Secondly, SENet is introduced to the encoding part to distribute channel weight, so that the network starts from global information and makes up for the accuracy loss caused by the lightweight feature extraction network. At present, there are other types of attention mechanisms applied to remote sensing image segmentation. Liu et al.48 embedded DAMM (Dual Attention Mechanism Module) into the model to improve urban building detection in remote sensing images. Wang et al.49 introduced CBAM (Convolutional Block Attention Module) into the model to improve road detection performance in high-resolution remote sensing images. The DAMM contains a position attention module that mainly considers the global information of fusion features, which is similar to the function of DeepLabv3+’s ASPP module. Although CBAM has both spatial and channel attention modules, it cannot make reasonable use of spatial information at different scales. We added the SENet module to make the model portable and effective, and the model parameter size increased from 22.19 to 22.96 MB. When classifying the ISPRS dataset, MIoU is increased from 64.26% to 69.61%, the accuracy is significantly improved with a small increase in computational effort.

Finally, transfer learning is introduced into the model feature extraction network, and the pre-training model parameters are used as the initial weight parameters of the network, which can make the model segmentation effect better.

Combined with the preceding three points, MST-DeepLabv3+ achieves MIoU of 82.47%, 73.44%, and 90.77% on the ISPRS dataset with aspatial resolution of 9 cm, the GID dataset with a aspatial resolution of 1m, and the Taikang cultivated land dataset with a aspatial resolution of 2 m, respectively. The segmentation accuracy is improved, the whole and detailed information of the high-resolution remote sensing image is better identified, and the final model parameter size is 22.96 MB, significantly improving training efficiency.

Conclusions

This paper proposes a remote sensing image classification algorithm to address the problems of low precision and low model training efficiency in remote sensing image semantic segmentation.
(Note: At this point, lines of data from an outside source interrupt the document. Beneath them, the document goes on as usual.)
PR #6884, opened 2022-09-24
Desktop: toolbar horizontal scroll

sdip15fa:
# Issue
The toolbar currently overflows if there are too many buttons, and at such situation the buttons hidden would be unusable.

# Reproduce

Zoom in until some buttons are hidden.

# Description
This PR aims to resolve the issue by enabling horizontal scrolling of the toolbar (just mouse, no scrollbar), in a way that allows us to access all of the buttons even if there is overflow.

# Demo
[Screencast 2022-09-24 22:16:58.webm](https://user-images.githubusercontent.com/91375035/192103495-7ee2e93e-f6f3-4925-84b3-cb53cab03dcb.webm)

### DIFF
--- a/packages/app-desktop/gui/ToolbarBase.tsx
+++ b/packages/app-desktop/gui/ToolbarBase.tsx
@@ -1,4 +1,3 @@
-/* eslint-disable @typescript-eslint/explicit-member-accessibility */
 import ToolbarButton from './ToolbarButton/ToolbarButton';
 import ToggleEditorsButton, {
 	Value,
@@ -27,7 +26,8 @@ function ToolbarBaseComponent(Props: Props) {
 		window?.addEventListener('resize', () => {
 			setTimeout(() => {
 				if (
-					childRef.current?.clientWidth > parentRef.current?.clientWidth
+					childRef.current?.clientWidth >
+					parentRef.current?.clientWidth
 				) {
 					setHorizScroll(true);
 				} else {
@@ -104,24 +104,33 @@ function ToolbarBaseComponent(Props: Props) {
 			}
 		}
 	}
+
+	const children = [
+		<div style={groupStyle}>{leftItemComps}</div>,
+		<div style={groupStyle}>{centerItemComps}</div>,
+		<div
+			style={Object.assign({}, groupStyle, {
+				flex: 1,
+				justifyContent: 'flex-end',
+			})}
+		>
+			{rightItemComps}
+		</div>,
+	];
+
+	const childStyle = { display: 'flex' };
+
 	return (
 		<div className="editor-toolbar" ref={parentRef} style={style}>
-			{React.createElement(horizScroll ? HorizontalScroll : 'div', {
-				...(horizScroll ? { reverseScroll: true } : { ref: childRef }),
-				style: { display: 'flex' },
-				children: [
-					<div style={groupStyle}>{leftItemComps}</div>,
-					<div style={groupStyle}>{centerItemComps}</div>,
-					<div
-						style={Object.assign({}, groupStyle, {
-							flex: 1,
-							justifyContent: 'flex-end',
-						})}
-					>
-						{rightItemComps}
-					</div>,
-				],
-			})}
+			{horizScroll ? (
+				<HorizontalScroll reverseScroll style={childStyle}>
+					{children}
+				</HorizontalScroll>
+			) : (
+				<div ref={childRef} style={childStyle}>
+					{children}
+				</div>
+			)}
 		</div>
 	);
 }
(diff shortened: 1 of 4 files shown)


Rolograaf:
Could it also overflow in a second line? I have my monitor vertical and so enough space in that direction, just not horizontal, and I would not like only mouse scrolling. Also the searchbar with sorting and new note buttons is far too cramped for me and could easily be split in 2 lines? 
image

sdip15fa:
@Rolograaf I think that's quite valid, but it is not really related to this PR. I suggest you create an issue or discuss on [discourse.joplinapp.org](https://discourse.joplinapp.org/).

Rolograaf:
Sorry was thinking you were changing the overflowing issue

Op za 24 sep. 2022 17:34 schreef sdip15fa ***@***.***>:

sdip15fa:
@Rolograaf Yeah, but the note list is another thing.

sdip15fa:
Sorry, apparently there's some problem when the parent's width is longer than the child

sdip15fa:
Fixed

sdip15fa:
Should be fixed

packages/app-desktop/gui/ToolbarBase.tsx
```diff
@@ -1,88 +1,129 @@
+/* eslint-disable @typescript-eslint/explicit-member-accessibility */
```
laurent22: Please remove, warnings are fine

packages/app-desktop/gui/ToolbarBase.tsx
```diff
@@ -1,88 +1,129 @@
...
-				</div>
-				<div style={Object.assign({}, groupStyle, { flex: 1, justifyContent: 'flex-end' })}>
-					{rightItemComps}
-				</div>
-			</div>
-		);
 	}
+	return (
+		<div className="editor-toolbar" ref={parentRef} style={style}>
+			{React.createElement(horizScroll ? HorizontalScroll : 'div', {
```
laurent22: We don't use React.createElement, please use JSX

laurent22 (commented):
Sorry could you convert back ToolbarBase.tsx to JS? Because otherwise there are too many changes.

sdip15fa:
> Sorry could you convert back ToolbarBase.tsx to JS? Because otherwise there are too many changes.

sorry but I think it has always been ts (at least when I started editing)?

packages/app-desktop/gui/ToolbarBase.tsx
sdip15fa: ok

packages/app-desktop/gui/ToolbarBase.tsx
sdip15fa: Actually I used React.createElement to prevent too many changes (otherwise I would need to separate children into another variable).

sdip15fa: changed to JSX in my commit

laurent22:
From checking various applications, I'm not sure this is the right fix. Usually it's handled like this:

- It's not handled at all, and user is expected to resize the window (Thunderbird)
- A minimum window width is enforced, so that all buttons are always visible (KeepassXC)
- Buttons are resized or hidden to fit within the available space (Sublime Merge)
- An arrow is added at the end of the toolbar and clicking on it reveals the other buttons (This is actually what we do in the Rich Text editor)

But I couldn't find any instance of a toolbar being horizontally scrollable and indeed it doesn't seem like an ideal solution.

The best and more consistent for us would be to do like for the Rich Text editor and add an additional button at the end.

sdip15fa:
> From checking various applications, I'm not sure this is the right fix. Usually it's handled like this:
> 
>     * It's not handled at all, and user is expected to resize the window (Thunderbird)
> 
>     * A minimum window width is enforced, so that all buttons are always visible (KeepassXC)
> 
>     * Buttons are resized or hidden to fit within the available space (Sublime Merge)
> 
>     * An arrow is added at the end of the toolbar and clicking on it reveals the other buttons (This is actually what we do in the Rich Text editor)
> 
> 
> But I couldn't find any instance of a toolbar being horizontally scrollable and indeed it doesn't seem like an ideal solution.
> 
> The best and more consistent for us would be to do like for the Rich Text editor and add an additional button at the end.

@laurent22 sorry for a late reply

Though I had a hard time finding examples to prove myself, I did find occasions when horizontal scrolling is used.

- in telegram desktop, horizontal scrolling is used to scroll sticker sets
- in vscode, horizontal scrolling is used to scroll the tabs
- in kde software, horizontal scrolling can be used to switch between tabs
- many text editors (e.g. tinymce) support horizontal scrolling on mobile

While I agree that adding an additional button at the end might be a better solution, I don't find any drawbacks of horizontal scrolling, and we may provide users a setting to choose whether to use the drop-down menu or horizontal scrolling.

laurent22:

laurent22:
Sorry but I'd rather not merge this at this point. It's not an issue that comes often so I assume it's good enough as it is, and if we want to do better a popup like for the Rich Text editor would be preferable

Replace the DeepLabv3+ model’s backbone network with MobileNetV2 to decrease the number of model parameters and memory occupation to speed up training; add an attention mechanism to make up for the accuracy loss brought on by the lightweight feature extraction network and improve the model's deficiency in capturing ground information; introduce the transfer learning method and use the pre-training model parameters as the network's initial weight parameters to improve the model segmentation effect. The classification results of the ISPRS dataset, GID dataset, and Taikang cultivated land dataset show that MST-DeepLabv3+ can effectively improve segmentation accuracy and training efficiency, and its overall performance is the best among the compared models.

Aiming at the problem of insufficient boundary information extraction that still exists in the experiment, the next work can combine the edge extraction model with the semantic segmentation model to optimize the segmentation boundary. Simultaneously, the generalization and learning migration capability of the model needs to be improved for remote sensing image segmentation with different terrains. In addition, MST-DeepLabv3+ does not consider multispectral information, and adding spectral information may improve segmentation precision.